Exercise goal: Each line holding the string "sense" is to be copied from the data.

Exercise input:
PR #3094, opened 2022-08-25
feat: scaling core service with sticky sessions

### LINKED ISSUE #3039: POC: sticky core service
Deploy two core services side-by-side with traefik load balancer in front with sticky sessions (cookie based) enabled and test it (use multiple browsers?).

Does it behave as expected? Are there any errors?
How is the latency?
What happens if one of the core-services goes down?

Timeboxed to two days to get some initial impression of sticky load-balancing in traefik.

olevski:
closes #3039 

Still WIP.

### DIFF
--- a/helm-chart/renku-core/templates/configmap.yaml
+++ b/helm-chart/renku-core/templates/configmap.yaml
@@ -4,14 +4,6 @@ metadata:
   name: {{ include "renku-core.fullname" . }}-nginx
 data:
   nginx-server-blocks.conf: |
-    {{- range $version := .Values.versions }}
-    upstream {{ $version.name }} {
-      server {{ include "renku-core.fullname" $ }}-{{ $version.name }};
-      keepalive 32;
-      keepalive_timeout 60s;
-    }
-    {{ end }}
-
     server {
       listen 8080;
 
@@ -21,31 +13,10 @@ data:
       tcp_nopush on;
       client_max_body_size 0; # Required for uploading large files
 
-      location /renku/version {
+      location /api/renku/version {
         root /;
         add_header Content-Type application/json;
         try_files /usr/share/nginx/html/version.json =404;
-      }
-
-      {{- range $version := .Values.versions }}
-      location /renku/{{ $version.prefix }} {
-        rewrite /renku/{{ $version.prefix }}/(.*) /renku/$1  break;
-        proxy_set_header Host $host;
-        proxy_pass http://{{ $version.name }};
-        proxy_send_timeout {{ $.Values.requestTimeout }}s;
-        proxy_read_timeout {{ $.Values.requestTimeout }}s;
-        proxy_http_version 1.1;
-        proxy_set_header "Connection" "";
-      }
-      {{- end }}
-
-      location /renku {
-        proxy_set_header Host $host;
-        proxy_pass http://{{ .Values.versions.latest.name }};
-        proxy_send_timeout {{ $.Values.requestTimeout }}s;
-        proxy_read_timeout {{ $.Values.requestTimeout }}s;
-        proxy_http_version 1.1;
-        proxy_set_header "Connection" "";
       }
     }
   version.json: |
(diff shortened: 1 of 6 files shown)


olevski:
So here is how I generated the following chart:
- ensured that the same session is used for one round of tests. One "round" are two results in the same row that belong either to the sticky session or "latest" scenario
- latest is what we have at dev.renku.ch (i.e. no sticky sessions)
- every time I ran a test I deleted the core service pods so that the cache is fully blank, I could not reliably purge the cache by deleting /svc/cache/*/*
- measured the response time for calling `/api/renku/datasets.list`

| Sticky sessions No cache | Sticky sessions With cache | Latest No cache | Latest With cache |
|--------------------------|----------------------------|-----------------|-------------------|
| 1.382287                 | 0.202083                   | 1.719212        | 0.365914          |
| 1.253002                 | 0.246281                   | 1.813227        | 0.455418          |
| 1.31778                  | 0.238344                   | 1.878961        | 0.393304          |

Conclusions:
- as expected caching saves about 1 to 1.5 seconds from the response time
- the sticky sessions do not introduce additional latency, they actually seem to have lower latency

olevski:
Ok the following changes were required to make the routing through the ui-server work (these are not part of this PR at all):
- the ui-server should not strip the cookies from incoming requests
- the gateway (i.e. traefik proxy) should not strip cookies from incoming requests for the core service
- the sticky session cookie path should be `/`, this is because the cookies should be used either for `/api/renku` or `/ui-server/api/renku` requests, the only common path for this is `/`
- the pathing when using the ui-server is different (see below)

The pathing for a request when it goes through the ui-server is as follows:
- renku k8s ingress
- ui-server
- gateway proxy (here the proxy redirects to outside of the cluster so that the sticky session cookie can be applied)
- renku-core k8s ingress
- core service

Here are 3 sets of response times when requests go through the ui-server through the route described above. These can be compared to the response times in the table in the previous comment.

| Sticky sessions No cache (w/ ui-server) | Sticky sessions With cache (w/ ui-server) | Latest No cache | Latest With cache |
|--------------------------|----------------------------|-----------------|-------------------|
| 1.488981                 | 0.254608                   | 1.719212        | 0.365914          |
| 1.513667                 | 0.323505                   | 1.813227        | 0.455418          |
| 1.532614                  | 0.2941                   | 1.878961        | 0.393304          |

olevski:
I also confirmed that the following scenario works out as expected:
- start core service with 1 replica
- send requests through browser to initiate sticky session cookie
- scale the core service out to 4 replicas
- sending new requests with the sticky session cookie results in all requests (that have the same cookie) going to the same replica and none of the new replicas get any requests

olevski:
@Panaetius should I clean up this PR and implement this? What do you think?

lorenzo-cavazzi:
> the ui-server should not strip the cookies from incoming requests

Just a tiny comment on this: there are some cookies that we want to strip out before forwarding the request from the UI server.
The best would be knowing what cookies need to be preserved for sticky sessions -- I assume it will be one (or more) cookie with a specific name.
It would be great to get that from the values files -- as a bonus feature we get almost for free, we might just add an array so that admins can extend the cookies that won't be stripped out.

Panaetius:
Could the decrease in latency be that with the PoC, requests don't go through the UI server?

Moving forward with this makes sense, though there are some things that we probably also want to address (maybe in follow-up issues):
- autoscaling (follow-up?)
- dealing with the RQ workers
  * Should we separate out the normal workers with their own ephemeral cache for background jobs and a common queue?
  * Some queues need to be local to each service (those clean up the local cache after ~30 minutes and also clean up the uploaded file cache)
  * if we decide to do the above in a follow-up, we need at least separate redis queues per core-service instance so they don't interfere with each other
- Dealing with error cases if e.g. a service goes down. For the project cache, this is easy, as a new service will just clone again on a new request. For uploaded files, it's more complicated. A user could upload, then the service goes down, then they click dataset create and the new service they hit will say "Sorry, the file you want to add doesn't exist". Might just need some adjustment of the wording.

olevski:
@Panaetius I will add issues for the next sprint(s) to address the points you brought up.

@lorenzo-cavazzi yeah I agree we do not have to simple avoid stripping all cookies. I just quickly typed up all the things I changed to make things work so we do not forget later. A list of cookie names that are left would be perfect. And you are absolutely correct `stickyCoreIngressCookie` is the name of the cookie that enables sticky sessions.

olevski:
@Panaetius I am mostly confused as to why there is a difference between the POC (labeled "sticky sessions" in tables above) and what is deployed at dev.renku.ch (these cases are called "latest" in the tables with response times). The difference is not that great but it is not 0. I am not sure if that is what you referred in your comment. But I expected that this POC would be worse or the same when compared to the latest stable renku release, not better.

If you look at the two cases of going through the ui-server and not going through the ui-server (solely for the POC) then it makes sense that skipping the ui-server is quicker.

Panaetius:
> I am not sure if that is what you referred in your comment.
Yes that's what I meant. I wondered if the ui-server or gateway (which isn't used in this POC) is responsible for the overhead.

olevski:
superseded by https://github.com/SwissDataScienceCenter/renku-python/pull/3178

Response to this exercise:
Moving forward with this makes sense, though there are some things that we probably also want to address (maybe in follow-up issues):
If you look at the two cases of going through the ui-server and not going through the ui-server (solely for the POC) then it makes sense that skipping the ui-server is quicker.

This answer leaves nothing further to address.